[
https://issues.apache.org/jira/browse/MAPREDUCE-4982?page=com.atlassian.jira.plugin.system.issuetabpanels:all-tabpanel
]
Jason Lowe updated MAPREDUCE-4982:
----------------------------------
Affects Version/s: (was: 2.0.3-alpha)
I see some convincing evidence in the AM log that what I suspected is true.
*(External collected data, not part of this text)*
PR #129, opened 2019-11-20
pppd: free of memory not on the heap in multilink

flozilla:
On Linux, pppd may attempt to free memory that is statically allocated. This bug can be provoked by executing, for instance, "pppd login mp".

Freeing memory that has not been allocated on the heap can in the worst case lead to arbitrary code execution (https://cwe.mitre.org/data/definitions/590.html). However, because (i) the memory region that is attempted to be freed cannot be controlled by an adversary and (ii) the bug can only be triggered locally, I find this bug is not security sensitive.

To fix this bug, I propose that the free() operation is only executed on Solaris (not on Linux), where "p" is actually allocated on the heap.

### DIFF
--- a/pppd/multilink.c
+++ b/pppd/multilink.c
@@ -445,12 +445,16 @@ get_default_epdisc(ep)
 	if (p != 0 && get_if_hwaddr(ep->value, p) >= 0) {
 		ep->class = EPD_MAC;
 		ep->length = 6;
+		#ifndef __linux__
 		free(p);
+		#endif
 		return 1;
 	}
 
+	#ifndef __linux__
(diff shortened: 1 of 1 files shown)


paulusmack:
In fact the return value isn't dynamically allocated on Solaris either, so the ifdefs are not necessary.  Your commit lacks a signoff and a meaningful commit message. Since the fix is trivial, I just pushed the fix without the ifdefs and with reported-by you.

Neustradamus:
Linked to: https://github.com/paulusmack/ppp/commit/09f695f09e4ff6905388e15b106cd5669b05965e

There was one less "Assigned from earlierFailedMaps" entry in the log than
there were failed map attempts that received containers. I see one of them was
allocated a normal priority container, although I'm not sure how from looking
at the code.
Originally I thought trunk and 2.0.3-alpha would have the same issue, but I
think MAPREDUCE-4893 inadvertently fixes this scenario. It changed the logic
so it tries to assign containers without locality (i.e.: fast fail maps and
reducer priority containers) then falls through to assigning them to normal
maps if it still hasn't found an assignment. Before that change it would throw
away a fast fail container if no fast fail map was around to take it. There's
an assert in the code indicating only normal priority map containers are
expected, but according to what I've seen it does appear that fast fail maps
can somehow steal a normal priority container on occasion, leaving a subsequent
fast-fail request to be assigned to the normal map attempt that was stolen from.
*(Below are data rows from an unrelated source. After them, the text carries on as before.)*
PR #140, opened 2020-03-04
Adding EAP-TLS support

jjkeijser:
Added EAP-TLS support based on ppp-2.4.7-eaptls-mppe-1.200.patch with support for
- EAP-TLS authentication using X509 certificates on both client and server side
- TLS v1 - v1.3 (depending on OpenSSL library support)
- PKCS#11 hardware tokens
- pppd command-line options to specify certificate, private key, CA certificate file, CA certificate path
- with OpenSSL support now included, you can switch between using the OpenSSL provided MD5 & SHA1 functions or the code supplied by pppd itself using Makefile switches.

This patch also addresses CVE-2018-11574 and also build on Solaris (x86 tested).

Previous patch: https://www.nikhef.nl/~janjust/ppp/ppp-2.4.7-eaptls-mppe-1.102.patch

### DIFF
--- a/README.eap-tls
+++ b/README.eap-tls
@@ -1,0 +1,291 @@
+EAP-TLS authentication support for PPP
+======================================
+
+1. Intro
+
+    The Extensible Authentication Protocol (EAP; RFC 3748) is a
+    security protocol that can be used with PPP.  It provides a means
+    to plug in multiple optional authentication methods.
+
+    Transport Level Security (TLS; RFC 5216) provides for mutual 
+    authentication, integrity-protected ciphersuite negotiation and 
+    key exchange between two endpoints.  It also provides for optional
+    MPPE encryption.
+
+    EAP-TLS (RFC 2716) incapsulates the TLS messages in EAP packets,
+    allowing TLS mutual authentication to be used as a generic EAP
+    mechanism. It also provides optional encryption using the MPPE
+    protocol.
+
+    This patch provide EAP-TLS support to pppd.
+    This authentication method can be used in both client or server
+    mode.
+
+2. Building
+
+    To build pppd with EAP-TLS support, OpenSSL (http://www.openssl.org)
+    is required. Any version from 0.9.7 should work.
+    
+    Configure, compile, and install as usual. 
+
+3. Configuration
+
+    On the client side there are two ways to configure EAP-TLS:
+
+    1. supply the appropriate 'ca', 'cert' and 'key' command-line parameters
+
+    2. edit the /etc/ppp/eaptls-client file.
+    Insert a line for each system with which you use EAP-TLS.
+    The line is composed of this fields separated by tab:
+
+      - Client name 
+        The name used by the client for authentication, can be *
+      - Server name
+        The name of the server, can be *
+      - Client certificate file 
+        The file containing the certificate chain for the 
+        client in PEM format
+      - Server certificate file
+        If you want to specify the certificate that the 
+        server is allowed to use, put the certificate file name.
+        Else put a dash '-'.
+      - CA certificate file
+        The file containing the trusted CA certificates in PEM
+        format.
+      - Client private key file
+        The file containing the client private key in PEM format.
+
+
+    On the server side edit the /etc/ppp/eaptls-server file.
+    Insert a line for each system with which you use EAP-TLS.
+    The line is composed of this fields separated by tab:
+
+      - Client name
+        The name used by the client for authentication, can be *
+      - Server name
+        The name of the server, can be *
+      - Client certificate file
+        If you want to specify the certificate that the
+        client is allowed to use, put the certificate file name.
+        Else put a dash '-'.
+      - Server certificate file
+        The file containing the certificate chain for the
+        server in PEM format
+      - CA certificate file
+        The file containing the trusted CA certificates in PEM format.
+      - Client private key file
+        The file containing the server private key in PEM format.
+      - addresses
+        A list of IP addresses the client is allowed to use.
+
+
+    OpenSSL engine support is included starting with v0.95 of this patch. 
+    Currently the only engine tested is the 'pkcs11' engine (hardware token
+    support). To use the 'pksc11' engine:
+      - Use a special private key fileiname in the /etc/ppp/eaptls-client file:
+          <engine>:<identifier>
+        e.g.
+          pkcs11:123456
+
+      - The certificate can also be loaded from the 'pkcs11' engine using
+        a special client certificate filename in the /etc/ppp/eaptls-client file:
+          <engine>:<identifier>
+        e.g.
+          pkcs11:123456
+
+      - Create an /etc/ppp/openssl.cnf file to load the right OpenSSL engine prior
+        to starting 'pppd'. A sample openssl.cnf file is
+
+        openssl_conf = openssl_def
+
+        [ openssl_def ]
+        engines = engine_section
+
+        [ engine_section ]
+        pkcs11 = pkcs11_section
+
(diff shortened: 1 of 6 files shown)


xosevp:
> Added EAP-TLS support based on ppp-2.4.7-eaptls-mppe-1.200.patch with support for

There are newer patches for ppp-**2.4.8**: https://www.nikhef.nl/~janjust/ppp/download.html

paulusmack:
The commit here just adds a few files; it doesn't modify pppd/Makefile.linux or pppd/eap.c. So how is the new code ever going to even get compiled in, let alone called? It looks like you forgot to check in changes to existing files somehow.

Aside from that, there are some other problems with the commit. I would like some sort of commit message talking about what the commit achieves. It needs a Signed-off-by line as explained in Submitting-patches.md. And I would like the headline to start with "pppd: ".

I'm not sure we really need the changelog in README.eap-tls or the comments saying "Since version x.yy, this patch has ...". I think that file should just talk about the current state of the code. We have git to record how things change over time.

Finally, I would like some pointers to how I would test this code. Suppose I had two machines running pppd with EAP-TLS support, how would I create certificates, etc., and set things up so that one could authenticate itself to the other? Or fail to authenticate, so I can test the failure paths?

jjkeijser:
It seems the git commit only did a partial push. I am quite new to github so I suspect I could be doing something wrong, but I also suspect that github.com is overloaded at the moment.  Please let me know how I can send you a better version of the patch.

jjkeijser:
Hi Paul,

I've generated a new PR - as far as I can tell all files are now 
included. I've also updated the README.eap-tls file as requested.

cheers,

Jan Just Keijser

Sander80:
Hello, sorry for interrupting.
We are using this patch or its predecessor to access L2TP server from with the use os smart cards. Mostly people use Windows machines, but some people stay on Linux, and there was a lot of work to make things work properly.
So we've got a question to your patch.

Line 607 of eap-tls.c

>pkey = ENGINE_load_private_key(pkey_engine, pkey_identifier, NULL, &cb_data);

How is it supposed to work without a change to the lip11 library?
The corresponding code is
[https://github.com/OpenSC/libp11/blob/master/src/eng_back.c](https://github.com/OpenSC/libp11/blob/master/src/eng_back.c)

In the end the function 
`static int ctx_get_pin(ENGINE_CTX *ctx, const char* token_label, UI_METHOD *ui_method, void *callback_data)`
is called.

And it has 
```
 ui = UI_new_method(ui_method);
        if (!ui) {
                ctx_log(ctx, 0, "UI_new failed\n");
                return 0;
        }
```

It has no way to analyse cb_data in case no ui_method is set.

As a result one has both to patch the libp11 library to make things working, I can show the corresponding patch if needed. But could there perhaps be a way on pppd size to provide a non-null UI_method.

Sander80:
Seems like the proper way would be

 ```
       UI_METHOD* transfer_pin = UI_create_method("transfer_pin");
        int opener (UI* ui) {return 1;};
        int writer (UI *ui, UI_STRING *uis) {
            PW_CB_DATA* cb_data = (PW_CB_DATA*)UI_get0_user_data(ui);
            UI_set_result(ui, uis, cb_data->password);
            return 1;
        };
        int flusher (UI* ui) {return 1;};
        int reader (UI *ui, UI_STRING *uis) {return 1;};
        int closer (UI* ui) {return 1;};

        UI_method_set_opener(transfer_pin, opener);
        UI_method_set_writer(transfer_pin, writer);
        UI_method_set_flusher(transfer_pin, flusher);
        UI_method_set_reader(transfer_pin, reader);
        UI_method_set_closer(transfer_pin, closer);

        pkey = ENGINE_load_private_key(pkey_engine, pkey_identifier, transfer_pin, &cb_data);

```

What do you think about it?

**Comment by jjkeijser** [comment]
Hi,

On 10/05/20 16:24, Sander80 wrote:
>
> Hello, sorry for interrupting.
> We are using this patch or its predecessor to access L2TP server from 
> with the use os smart cards. Mostly people use Windows machines, but 
> some people stay on Linux, and there was a lot of work to make things 
> work properly.
> So we've got a question to your patch.
>
> Line 607 of eap-tls.c
>
>     pkey = ENGINE_load_private_key(pkey_engine, pkey_identifier, NULL,
>     &cb_data);
>
> How is it supposed to work without a change to the lip11 library?
> The corresponding code is
> https://github.com/OpenSC/libp11/blob/master/src/eng_back.c
>
> In the end the function
> |static int ctx_get_pin(ENGINE_CTX *ctx, const char* token_label, 
> UI_METHOD *ui_method, void *callback_data)|
> is called.
>
> And it has
>
> |ui = UI_new_method(ui_method); if (!ui) { ctx_log(ctx, 0, "UI_new 
> failed\n"); return 0; } |
>
> It has no way to analyse cb_data in case no ui_method is set.
>
> As a result one has both to patch the libp11 library to make things 
> working, I can show the corresponding patch if needed. But could there 
> perhaps be a way on pppd size to provide a non-null UI_method.
>
>
I've never had to patch libp11/engine_pkcs11 in the past for this. Also, 
note that I pass ui_method=NULL, which will then result in
   ui = UI_new_method(NULL);

which OpenSSL then will/should translate to

  23 UI *UI_new_method(const UI_METHOD *method)
[...]
  38
  39     if (method == NULL)
  40         method = UI_get_default_method();


(from OpenSSL 1.1.1g crypto/ui/ui_lib.c)
Thus, I don't see any reason why I cannot pass ui_method=NULL ; I will 
test my code later this week using a pkcs11 device just to make sure.

cheers,

JJK / Jan Just Keijser

**Comment by Sander80** [comment]
But what would be the reason of calling the default method? Up to my inderstanding in should open a window requesting a password. But I see two problems here:

1) pppd might be running in a way not being able to run GUI
2) You already should have the password up to my understanding!
```
(a few lines above in your code) 
EVP_PKEY   *pkey = NULL;
PW_CB_DATA  cb_data;
cb_data.password = passwd;
cb_data.prompt_info = pkey_identifier;
```
In the way we use it pppd first obtains the password with the passprompt.so plugin. So why would one ask for a password again?

Sander80:
From the openssl documentation:

> UI_add_user_data() adds a user data pointer for the method to use at any time. The builtin UI method doesn't care about this info. Note that several calls to this function doesn't add data, it replaces the previous blob with the one given as argument.

Hence if you already have a password, passing it via callback data and calling the default method makes no sense.

jjkeijser:
Hi,

On 11/05/20 12:55, Sander80 wrote:
>
> From the openssl documentation:
>
>     UI_add_user_data() adds a user data pointer for the method to use
>     at any time. The builtin UI method doesn't care about this info.
>     Note that several calls to this function doesn't add data, it
>     replaces the previous blob with the one given as argument.
>
> Hence if you already have a password, passing it via callback data and 
> calling the default method makes no sense.
>
>
I've managed to (re)produce the issue where the supplied password for a 
pkcs#11 device is not picked up from the 'cb_data' structure. This is 
most likely due a newer version of the libp11 library. The patch 
proposed by Sander80 does look sound and fixes the issue. I will update 
my code and patch shortly.

JJK / Jan Just Keijser


||

Sander80:
Nice )
I think I only forgot to call
`UI_destroy_method(transfer_pin)`
in the end

Sander80:
One more thought. My code should be invoked only if the passord is already there.
If not, the default method of obtaining the password should do.

Sander80:
But should perhaps this pull request be forgotten in favor of this?
https://github.com/paulusmack/ppp/pull/144

Neustradamus:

> AM hung with one pending map task
> ---------------------------------
>
> Key: MAPREDUCE-4982
> URL: https://issues.apache.org/jira/browse/MAPREDUCE-4982
> Project: Hadoop Map/Reduce
> Issue Type: Bug
> Components: mr-am
> Affects Versions: 0.23.6
> Reporter: Jason Lowe
>
> Saw a job that hung with one pending map task that never ran. The task was
> in the SCHEDULED state with a single attempt that was in the UNASSIGNED
> state. The AM looked like it was waiting for a container from the RM, but
> the RM was never granting it the one container it needed.
> I suspect the AM botched the container request bookkeeping somehow. More
> details to follow.
--
This message is automatically generated by JIRA.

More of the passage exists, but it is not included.